(Input)

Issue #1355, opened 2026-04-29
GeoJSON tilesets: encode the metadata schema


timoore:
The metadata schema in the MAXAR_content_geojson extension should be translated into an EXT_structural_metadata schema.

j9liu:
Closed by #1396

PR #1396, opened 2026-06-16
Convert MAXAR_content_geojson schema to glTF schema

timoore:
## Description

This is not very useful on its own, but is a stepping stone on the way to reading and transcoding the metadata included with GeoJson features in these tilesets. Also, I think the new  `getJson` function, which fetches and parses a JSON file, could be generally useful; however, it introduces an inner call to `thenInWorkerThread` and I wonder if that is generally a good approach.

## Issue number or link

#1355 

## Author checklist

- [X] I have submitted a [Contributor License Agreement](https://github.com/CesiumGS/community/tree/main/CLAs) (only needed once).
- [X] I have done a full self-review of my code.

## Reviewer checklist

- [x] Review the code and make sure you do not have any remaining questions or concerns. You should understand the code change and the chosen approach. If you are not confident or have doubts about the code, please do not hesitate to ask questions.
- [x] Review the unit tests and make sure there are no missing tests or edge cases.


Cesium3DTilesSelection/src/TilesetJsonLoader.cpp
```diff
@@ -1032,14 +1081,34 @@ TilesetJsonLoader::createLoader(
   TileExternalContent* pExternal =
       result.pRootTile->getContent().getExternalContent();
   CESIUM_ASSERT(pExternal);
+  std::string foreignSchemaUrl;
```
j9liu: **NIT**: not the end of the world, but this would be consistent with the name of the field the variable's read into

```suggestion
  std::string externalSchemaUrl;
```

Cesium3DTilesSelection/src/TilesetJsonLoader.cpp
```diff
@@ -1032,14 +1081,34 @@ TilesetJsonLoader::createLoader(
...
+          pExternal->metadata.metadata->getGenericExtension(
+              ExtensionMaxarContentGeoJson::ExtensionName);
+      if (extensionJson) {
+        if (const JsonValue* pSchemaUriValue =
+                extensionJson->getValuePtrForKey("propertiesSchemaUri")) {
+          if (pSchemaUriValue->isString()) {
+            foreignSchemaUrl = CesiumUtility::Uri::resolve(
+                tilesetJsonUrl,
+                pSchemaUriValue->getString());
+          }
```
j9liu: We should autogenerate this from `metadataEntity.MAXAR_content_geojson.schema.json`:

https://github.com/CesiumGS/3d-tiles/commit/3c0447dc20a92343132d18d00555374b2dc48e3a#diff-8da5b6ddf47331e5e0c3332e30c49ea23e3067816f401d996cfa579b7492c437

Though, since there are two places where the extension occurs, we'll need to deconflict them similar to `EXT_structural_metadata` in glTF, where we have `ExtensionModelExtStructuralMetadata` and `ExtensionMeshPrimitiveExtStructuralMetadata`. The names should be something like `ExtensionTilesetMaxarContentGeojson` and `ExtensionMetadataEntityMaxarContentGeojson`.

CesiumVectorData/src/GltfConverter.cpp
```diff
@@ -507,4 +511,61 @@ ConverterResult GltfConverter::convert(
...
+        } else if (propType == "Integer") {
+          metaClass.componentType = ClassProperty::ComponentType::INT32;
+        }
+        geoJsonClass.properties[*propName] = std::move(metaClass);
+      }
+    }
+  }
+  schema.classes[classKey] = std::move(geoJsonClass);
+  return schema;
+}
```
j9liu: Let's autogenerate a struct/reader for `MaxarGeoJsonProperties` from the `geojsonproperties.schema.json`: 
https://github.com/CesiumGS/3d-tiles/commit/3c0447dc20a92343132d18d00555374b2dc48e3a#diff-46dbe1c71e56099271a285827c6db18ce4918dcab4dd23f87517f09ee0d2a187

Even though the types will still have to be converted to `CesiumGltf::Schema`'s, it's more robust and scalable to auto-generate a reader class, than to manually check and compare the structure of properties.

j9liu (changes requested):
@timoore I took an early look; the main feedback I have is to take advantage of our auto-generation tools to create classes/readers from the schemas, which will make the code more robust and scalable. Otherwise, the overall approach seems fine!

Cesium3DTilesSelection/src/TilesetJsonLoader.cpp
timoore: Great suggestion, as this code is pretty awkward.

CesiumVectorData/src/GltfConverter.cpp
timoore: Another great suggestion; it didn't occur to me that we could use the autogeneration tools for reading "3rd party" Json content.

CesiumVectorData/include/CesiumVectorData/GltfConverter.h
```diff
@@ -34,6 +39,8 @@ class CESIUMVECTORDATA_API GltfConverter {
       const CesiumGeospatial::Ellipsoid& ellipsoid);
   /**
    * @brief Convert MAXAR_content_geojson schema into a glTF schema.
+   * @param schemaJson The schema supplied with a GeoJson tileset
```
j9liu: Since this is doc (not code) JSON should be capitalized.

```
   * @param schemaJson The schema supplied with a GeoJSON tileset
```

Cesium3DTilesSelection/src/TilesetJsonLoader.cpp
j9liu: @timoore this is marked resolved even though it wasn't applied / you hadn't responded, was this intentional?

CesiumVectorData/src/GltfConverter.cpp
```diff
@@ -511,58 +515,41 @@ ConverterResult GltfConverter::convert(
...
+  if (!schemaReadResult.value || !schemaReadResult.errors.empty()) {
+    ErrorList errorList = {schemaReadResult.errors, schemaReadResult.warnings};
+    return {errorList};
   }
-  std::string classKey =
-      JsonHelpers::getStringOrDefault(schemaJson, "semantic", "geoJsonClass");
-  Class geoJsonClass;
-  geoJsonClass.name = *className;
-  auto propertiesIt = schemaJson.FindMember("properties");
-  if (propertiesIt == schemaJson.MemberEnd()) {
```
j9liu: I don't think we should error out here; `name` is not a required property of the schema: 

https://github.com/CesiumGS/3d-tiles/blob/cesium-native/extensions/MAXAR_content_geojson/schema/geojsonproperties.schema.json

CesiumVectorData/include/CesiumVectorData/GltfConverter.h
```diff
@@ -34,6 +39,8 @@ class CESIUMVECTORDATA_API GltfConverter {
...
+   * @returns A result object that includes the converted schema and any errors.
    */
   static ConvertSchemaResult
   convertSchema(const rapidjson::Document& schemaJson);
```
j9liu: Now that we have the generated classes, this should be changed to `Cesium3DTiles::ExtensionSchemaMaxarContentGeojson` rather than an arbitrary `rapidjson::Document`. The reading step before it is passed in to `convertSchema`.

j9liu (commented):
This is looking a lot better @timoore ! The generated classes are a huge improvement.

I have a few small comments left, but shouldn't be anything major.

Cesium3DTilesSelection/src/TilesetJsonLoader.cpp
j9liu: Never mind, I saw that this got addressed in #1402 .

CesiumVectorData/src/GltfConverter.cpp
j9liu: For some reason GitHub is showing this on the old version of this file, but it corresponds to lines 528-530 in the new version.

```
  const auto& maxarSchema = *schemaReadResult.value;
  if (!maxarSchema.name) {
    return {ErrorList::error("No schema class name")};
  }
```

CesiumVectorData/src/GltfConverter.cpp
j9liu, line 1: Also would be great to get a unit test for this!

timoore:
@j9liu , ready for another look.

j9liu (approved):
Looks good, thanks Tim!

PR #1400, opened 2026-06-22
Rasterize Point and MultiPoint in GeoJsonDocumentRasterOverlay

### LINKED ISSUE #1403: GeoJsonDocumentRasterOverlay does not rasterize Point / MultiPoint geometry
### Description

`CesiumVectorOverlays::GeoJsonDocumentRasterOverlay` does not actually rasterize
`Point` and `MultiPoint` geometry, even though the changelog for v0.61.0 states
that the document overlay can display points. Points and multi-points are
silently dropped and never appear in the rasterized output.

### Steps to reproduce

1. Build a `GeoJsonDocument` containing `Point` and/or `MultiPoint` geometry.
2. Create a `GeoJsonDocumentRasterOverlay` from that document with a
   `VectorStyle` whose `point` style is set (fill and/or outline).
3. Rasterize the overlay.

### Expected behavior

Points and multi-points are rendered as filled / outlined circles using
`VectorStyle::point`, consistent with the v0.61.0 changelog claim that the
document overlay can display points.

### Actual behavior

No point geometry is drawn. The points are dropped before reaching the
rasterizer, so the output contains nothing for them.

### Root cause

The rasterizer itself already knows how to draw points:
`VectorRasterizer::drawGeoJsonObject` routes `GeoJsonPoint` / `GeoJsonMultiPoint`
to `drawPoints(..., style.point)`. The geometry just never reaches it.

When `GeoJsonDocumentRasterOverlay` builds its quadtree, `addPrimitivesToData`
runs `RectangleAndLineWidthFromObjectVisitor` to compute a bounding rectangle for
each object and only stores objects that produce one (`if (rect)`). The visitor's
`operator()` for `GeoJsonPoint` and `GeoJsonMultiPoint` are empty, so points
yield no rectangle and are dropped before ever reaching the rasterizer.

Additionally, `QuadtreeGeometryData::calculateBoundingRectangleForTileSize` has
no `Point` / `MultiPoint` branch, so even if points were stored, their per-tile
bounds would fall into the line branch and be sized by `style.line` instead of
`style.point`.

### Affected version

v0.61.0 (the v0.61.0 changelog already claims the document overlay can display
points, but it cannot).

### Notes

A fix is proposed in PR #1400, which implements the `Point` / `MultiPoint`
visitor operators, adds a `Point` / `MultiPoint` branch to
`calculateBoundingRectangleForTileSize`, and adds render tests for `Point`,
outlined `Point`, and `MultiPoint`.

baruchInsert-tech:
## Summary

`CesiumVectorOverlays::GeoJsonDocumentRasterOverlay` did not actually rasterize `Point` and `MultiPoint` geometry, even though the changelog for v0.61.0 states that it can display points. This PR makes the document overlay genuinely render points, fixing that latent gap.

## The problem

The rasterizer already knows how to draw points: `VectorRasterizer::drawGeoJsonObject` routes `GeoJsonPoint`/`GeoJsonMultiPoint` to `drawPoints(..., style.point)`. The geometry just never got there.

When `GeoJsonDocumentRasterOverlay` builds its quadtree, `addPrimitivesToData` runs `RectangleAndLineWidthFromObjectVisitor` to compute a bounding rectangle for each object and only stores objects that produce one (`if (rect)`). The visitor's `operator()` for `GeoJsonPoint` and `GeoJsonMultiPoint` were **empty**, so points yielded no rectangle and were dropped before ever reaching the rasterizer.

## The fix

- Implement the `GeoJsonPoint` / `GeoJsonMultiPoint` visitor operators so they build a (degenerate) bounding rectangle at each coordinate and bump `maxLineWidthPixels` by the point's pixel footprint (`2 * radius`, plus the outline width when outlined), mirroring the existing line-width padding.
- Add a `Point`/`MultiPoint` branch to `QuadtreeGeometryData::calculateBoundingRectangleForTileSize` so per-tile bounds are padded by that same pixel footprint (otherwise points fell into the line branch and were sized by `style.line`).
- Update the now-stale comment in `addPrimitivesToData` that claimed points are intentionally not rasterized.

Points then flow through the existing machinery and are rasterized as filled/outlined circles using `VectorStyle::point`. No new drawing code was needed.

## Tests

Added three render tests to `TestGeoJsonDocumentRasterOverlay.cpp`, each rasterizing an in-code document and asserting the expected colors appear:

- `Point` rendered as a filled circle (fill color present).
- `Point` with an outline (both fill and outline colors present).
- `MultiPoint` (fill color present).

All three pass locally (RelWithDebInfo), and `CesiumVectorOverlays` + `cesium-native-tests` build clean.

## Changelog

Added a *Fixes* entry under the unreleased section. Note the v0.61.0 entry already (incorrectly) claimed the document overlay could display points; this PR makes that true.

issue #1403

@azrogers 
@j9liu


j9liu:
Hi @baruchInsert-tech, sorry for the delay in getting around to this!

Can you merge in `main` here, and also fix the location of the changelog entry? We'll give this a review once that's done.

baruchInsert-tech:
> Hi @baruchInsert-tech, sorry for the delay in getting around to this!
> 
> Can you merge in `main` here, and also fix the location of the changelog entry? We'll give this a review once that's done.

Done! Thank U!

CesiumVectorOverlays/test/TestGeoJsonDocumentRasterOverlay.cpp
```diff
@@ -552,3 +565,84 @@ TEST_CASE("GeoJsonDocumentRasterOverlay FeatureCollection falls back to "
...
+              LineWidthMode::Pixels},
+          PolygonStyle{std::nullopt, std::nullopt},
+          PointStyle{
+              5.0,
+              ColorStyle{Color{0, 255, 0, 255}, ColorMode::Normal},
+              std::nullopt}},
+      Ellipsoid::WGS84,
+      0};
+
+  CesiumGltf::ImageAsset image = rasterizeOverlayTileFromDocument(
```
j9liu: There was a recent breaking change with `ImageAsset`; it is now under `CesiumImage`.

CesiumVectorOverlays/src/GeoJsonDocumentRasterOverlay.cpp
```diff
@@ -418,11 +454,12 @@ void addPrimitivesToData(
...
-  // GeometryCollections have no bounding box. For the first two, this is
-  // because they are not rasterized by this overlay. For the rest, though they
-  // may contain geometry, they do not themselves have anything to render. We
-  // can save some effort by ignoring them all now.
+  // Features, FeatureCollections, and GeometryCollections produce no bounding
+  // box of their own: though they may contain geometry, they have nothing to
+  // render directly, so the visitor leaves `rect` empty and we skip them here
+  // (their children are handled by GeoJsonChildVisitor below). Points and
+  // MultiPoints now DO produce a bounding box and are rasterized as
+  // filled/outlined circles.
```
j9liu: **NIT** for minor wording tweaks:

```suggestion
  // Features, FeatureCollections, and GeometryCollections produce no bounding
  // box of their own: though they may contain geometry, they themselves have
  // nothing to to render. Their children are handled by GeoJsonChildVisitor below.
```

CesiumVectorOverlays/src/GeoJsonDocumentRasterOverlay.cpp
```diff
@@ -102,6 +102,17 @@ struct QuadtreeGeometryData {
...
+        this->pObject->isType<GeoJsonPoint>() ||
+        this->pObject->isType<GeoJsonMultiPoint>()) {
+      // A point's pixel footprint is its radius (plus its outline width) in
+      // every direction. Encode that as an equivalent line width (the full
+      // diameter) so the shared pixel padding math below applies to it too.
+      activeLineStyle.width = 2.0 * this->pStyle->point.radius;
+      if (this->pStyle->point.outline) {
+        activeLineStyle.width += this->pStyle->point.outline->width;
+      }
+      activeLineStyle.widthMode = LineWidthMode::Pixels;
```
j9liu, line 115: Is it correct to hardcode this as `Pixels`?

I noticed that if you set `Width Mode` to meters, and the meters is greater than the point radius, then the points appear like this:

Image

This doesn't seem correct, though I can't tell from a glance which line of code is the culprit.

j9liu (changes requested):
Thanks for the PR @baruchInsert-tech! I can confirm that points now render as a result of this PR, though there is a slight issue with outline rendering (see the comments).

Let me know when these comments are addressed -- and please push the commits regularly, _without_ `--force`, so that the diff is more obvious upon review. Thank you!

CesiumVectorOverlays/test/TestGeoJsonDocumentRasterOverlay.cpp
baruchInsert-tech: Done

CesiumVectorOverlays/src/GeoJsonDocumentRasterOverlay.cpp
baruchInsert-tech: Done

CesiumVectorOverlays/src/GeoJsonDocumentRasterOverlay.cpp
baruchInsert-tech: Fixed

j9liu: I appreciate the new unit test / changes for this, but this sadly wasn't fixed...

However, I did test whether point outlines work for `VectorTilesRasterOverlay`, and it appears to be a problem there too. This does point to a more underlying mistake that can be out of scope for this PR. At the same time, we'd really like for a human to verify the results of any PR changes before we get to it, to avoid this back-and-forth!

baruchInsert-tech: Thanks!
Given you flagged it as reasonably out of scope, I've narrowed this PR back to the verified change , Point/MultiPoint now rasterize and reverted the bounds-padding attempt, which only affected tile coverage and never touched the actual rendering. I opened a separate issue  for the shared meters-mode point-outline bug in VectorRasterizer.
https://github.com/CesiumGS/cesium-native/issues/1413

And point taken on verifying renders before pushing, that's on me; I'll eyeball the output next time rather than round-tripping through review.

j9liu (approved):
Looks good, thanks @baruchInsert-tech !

(End Input)

Which lines of the records above contain the word "file"? Report each one.

This is not very useful on its own, but is a stepping stone on the way to reading and transcoding the metadata included with GeoJson features in these tilesets. Also, I think the new  `getJson` function, which fetches and parses a JSON file, could be generally useful; however, it introduces an inner call to `thenInWorkerThread` and I wonder if that is generally a good approach.
j9liu: For some reason GitHub is showing this on the old version of this file, but it corresponds to lines 528-530 in the new version.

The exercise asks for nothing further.